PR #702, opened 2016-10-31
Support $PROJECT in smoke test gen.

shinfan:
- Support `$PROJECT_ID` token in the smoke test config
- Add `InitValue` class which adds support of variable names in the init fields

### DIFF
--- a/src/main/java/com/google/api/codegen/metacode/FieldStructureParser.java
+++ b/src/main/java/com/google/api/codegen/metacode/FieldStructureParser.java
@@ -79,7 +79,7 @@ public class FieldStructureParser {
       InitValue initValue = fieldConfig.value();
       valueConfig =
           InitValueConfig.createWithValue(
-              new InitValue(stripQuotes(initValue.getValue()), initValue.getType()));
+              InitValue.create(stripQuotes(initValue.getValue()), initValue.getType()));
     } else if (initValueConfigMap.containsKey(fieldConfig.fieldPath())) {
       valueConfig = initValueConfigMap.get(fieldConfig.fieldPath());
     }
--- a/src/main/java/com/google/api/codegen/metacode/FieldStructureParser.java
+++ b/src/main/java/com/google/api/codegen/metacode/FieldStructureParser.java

---

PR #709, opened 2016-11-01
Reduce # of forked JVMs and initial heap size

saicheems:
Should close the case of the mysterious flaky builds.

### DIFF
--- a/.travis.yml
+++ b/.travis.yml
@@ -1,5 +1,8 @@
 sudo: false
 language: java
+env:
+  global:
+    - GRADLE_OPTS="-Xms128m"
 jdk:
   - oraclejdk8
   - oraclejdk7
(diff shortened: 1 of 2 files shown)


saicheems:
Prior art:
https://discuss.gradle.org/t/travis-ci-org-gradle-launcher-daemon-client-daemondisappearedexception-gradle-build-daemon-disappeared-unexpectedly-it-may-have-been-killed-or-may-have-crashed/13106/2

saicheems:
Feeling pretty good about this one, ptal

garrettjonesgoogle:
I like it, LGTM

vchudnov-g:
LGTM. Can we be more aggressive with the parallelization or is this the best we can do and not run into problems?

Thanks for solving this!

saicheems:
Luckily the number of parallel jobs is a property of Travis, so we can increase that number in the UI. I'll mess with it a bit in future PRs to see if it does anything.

==

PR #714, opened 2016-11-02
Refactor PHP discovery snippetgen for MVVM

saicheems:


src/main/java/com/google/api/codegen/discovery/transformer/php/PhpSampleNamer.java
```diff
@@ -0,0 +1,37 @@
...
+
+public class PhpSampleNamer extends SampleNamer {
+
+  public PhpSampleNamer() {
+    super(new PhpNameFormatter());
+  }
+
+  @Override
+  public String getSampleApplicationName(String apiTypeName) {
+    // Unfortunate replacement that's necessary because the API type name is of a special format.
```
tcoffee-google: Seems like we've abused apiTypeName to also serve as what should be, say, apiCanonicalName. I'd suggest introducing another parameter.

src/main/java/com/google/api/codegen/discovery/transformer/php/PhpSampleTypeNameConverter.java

Work item: Copy the lines from the entries above in which the word "class" appears.

Output:
- Add `InitValue` class which adds support of variable names in the init fields
@@ -79,7 +79,7 @@ public class FieldStructureParser {
+public class PhpSampleNamer extends SampleNamer {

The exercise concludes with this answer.